### What to produce
Beginning with the line containing "- feat(tasks): Add" and ending with the last line, repeat the records exactly.

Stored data
*** Begin section ***
PR #2663, opened 2023-05-08
feat(tasks): Add support for environment variables in task steps

icj217:
Currently tasks support environment variables, but only at the task level. These variables are resolved eagerly at the beginning of the task's execution. 

There are scenarios where having environment variables that are bound to a particular step can be quite useful, especially since its not possible to "pass state" from one step to another. The example below shows a scenario where a task starts a docker container and then needs to look up the container's ephemeral port and pass that info as an environment variable (`S3_ENDPOINT`) to another command. Currently, this environment variable has to be inline to the command, since it must be evaluated after the first spawn step finishes.

For example:
```typescript
project.tasks.addTask('tests:docker', {
            steps: [
                { spawn: 'start:docker:localstack' },
                { exec: `S3_ENDPOINT=http://localhost:$(docker compose port localstack 4566 | cut -d: -f2) docker compose run --rm tester` }
            ]
        })

```

With this change, environment variables can be defined at the individual step level (only resolved for `exec` and `builtin` steps), making the example above much cleaner to follow:

```typescript
project.tasks.addTask('tests:docker', {
            steps: [
                { spawn: 'start:docker:localstack' },
                { 
                    env: {
                        // Obtain value after start:docker:localstack finishes 
                        S3_ENDPOINT: '$(echo "http://localhost:$(docker compose port localstack 4566 | cut -d: -f2)")',
                    },
                    exec: `docker compose run --rm tester`
                }
            ]
        })
```

Features:
* Variables defined at step level will override task-level variables
* Can be defined in both upfront `steps` argument as well as in `task.exec()` and `task.builtin()` methods
* Variable values will be stringified (same as task/global variables)

---


src/task.ts
```diff
@@ -256,16 +274,24 @@ export class Task {
     }
   }
 
+  /**
+   * Ensure that environment variables are persisted as strings
+   * to prevent type errors when parsing from tasks.json in future
+   */
+  private getEnvString(name: string, value: any) {
+    if (typeof value !== "string" && value !== undefined) {
+      warn(
```
mrgrain, line 283: Looks like this will now warn twice for a wrong env type: First when `addEnv` is called, and then again when the task file is rendered via `_renderSpec`.

src/task-model.ts
```diff
@@ -118,6 +118,13 @@ export interface TaskStepOptions {
    * @default - no arguments are passed to the step
    */
   readonly args?: string[];
+
+  /**
+   * Defines environment variables for the execution of this step (`exec` and `builtin` only).
+   * Values in this map will be evaluated in a shell, so you can do stuff like `$(echo "foo")`.
+   * @default {}
```
mrgrain, line 125: Can a user also define simple values? If so, let's make this clear in the docstring. An `@example` tag would also be great.

```ts
env: {
  foo: "bar"
}
```

mrgrain (changes requested):
Nice one @icj217 ! 🚀 

Just got a couple of small suggestions.

src/task.ts
icj217: Good catch. I've decided to defer all value manipulation until writing to the manifest, so this should be resolved now.

icj217:
Friendly ping @mrgrain whenever you get a chance to re-review

mrgrain (approved):
🚀

PR #2685, opened 2023-05-18
fix(node-package): allow to remove resolutions

tinovyatkin:
This PR switches the source of truth for package resolutions from the internal structure `packageResolutions` to project dependencies (as in the case of all other dependencies).

This allows particularly to remove resolutions via simple `project.deps.removeDependency(name, DependencyType.OVERRIDE)` which is currently impossible (as resolution renders out of private `packageResolutions` and never syncs with the project dependencies after initial addition).

---


mrgrain (changes requested):
Nice one! Can you please add a test showing that we can remove a resolution using `removeDependency` and this should be good to go.

test/javascript/node-package.test.ts
```diff
@@ -490,6 +490,33 @@ test("npm overrides", () => {
...
+  });
+
+  pkg.addDeps("some-dep@1.0.0");
+  pkg.addPackageResolutions("some-dep@1.0.0", "other-dep@another-dep@1.2.3");
+  project.deps.removeDependency("some-dep", DependencyType.OVERRIDE);
+
+  const snps = synthSnapshot(project);
+  const pkgJson = snps["package.json"];
+
+  expect(pkgJson).toHaveProperty("dependencies.some-dep", "1.0.0");
```
mrgrain, line 508: I would have expected an assertion like this:
```suggestion
  expect(pkgJson).toHaveProperty("dependencies.some-dep", "1.0.0");
  expect(pkgJson).not.toHaveProperty("overrides.some-dep");
```

src/javascript/node-package.ts
```diff
@@ -1387,9 +1389,28 @@ export class NodePackage extends Component {
...
+          );
+          this.packageResolutions.delete(resolution);
+        }
+      }
+      for (const override of overridingDependencies) {
+        if (!this.packageResolutions.has(override))
+          this.project.logger.warn(
+            `Overriding dependency '${override}' lacks target. Make sure you adding overrides via addPackageResolutions method.`
+          );
+      }
```
mrgrain, line 1413: Is this whole bit even necessary? Looks like we are now storing package resolutions (aka overrides) in two places:
- the private `packageResolutions` field, and
- the project dependencies

And then we are checking that both places are actually in sync?! And debug/warn if not?
Feels like we can just get rid of the `packageResolutions` field and take the dependencies as source of truth.

tinovyatkin: I believe this is because current projen support for overrides is pretty limited (for example in NPM key for override can include version or even version range and value maybe an object, not just string) and this is some sort of future todo. Those more complicated cases can be solved via JsonPatch. I'll remove the `packageResolutions`.

mrgrain (approved):

mrgrain (changes requested):
Code looks good now. You've got a failing build due to snapshot updates.

mrgrain (approved):

PR #2686, opened 2023-05-18
feat(tasks): add conditions to task steps

icj217:
This will make the task runtime much more powerful/flexible and all the logic/functionality was basically already there.

A simple example (not the best/most logical but just for illustration):

```ts
project.addTask('docker:run': {
  steps: [
    { 
      name: 'Build (if necessary)', 
      exec: 'docker build -t my-image', 
      condition: 'docker image ls | (! grep my-image)' 
    },
    { name: 'Run', exec: 'docker run my-image' }
  ]
});
```

- feat(tasks): Add support for step conditions
- chore(docs): add info about step-level env/condition to tasks.md

---
By submitting this pull request, I confirm that my contribution is made under the terms of the Apache 2.0 license.

PR #2694, opened 2023-05-23
feat(task): support adding condition to task

JeremyJonas:
Use Case:
- As a developer, I want to be able to add a condition to an existing task, so I can control how the task is executed during CI build

For instance, I want to add a condition to the "test" task, which is nested in the "build" task. During a CI release workflow, I want to skip tests during build, since they have already run in previous workflow job.

Currently to do this, I must reset the test task and recreate it.

---


icj217:
@JeremyJonas Funnily enough I also have a PR submitted for this enhancement: https://github.com/projen/projen/pull/2686

mrgrain (approved):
*** End section ***
### Solution to this exercise
- feat(tasks): Add support for step conditions
- chore(docs): add info about step-level env/condition to tasks.md

---
By submitting this pull request, I confirm that my contribution is made under the terms of the Apache 2.0 license.

PR #2694, opened 2023-05-23
feat(task): support adding condition to task

JeremyJonas:
Use Case:
- As a developer, I want to be able to add a condition to an existing task, so I can control how the task is executed during CI build

For instance, I want to add a condition to the "test" task, which is nested in the "build" task. During a CI release workflow, I want to skip tests during build, since they have already run in previous workflow job.

Currently to do this, I must reset the test task and recreate it.

---


icj217:
@JeremyJonas Funnily enough I also have a PR submitted for this enhancement: https://github.com/projen/projen/pull/2686

mrgrain (approved):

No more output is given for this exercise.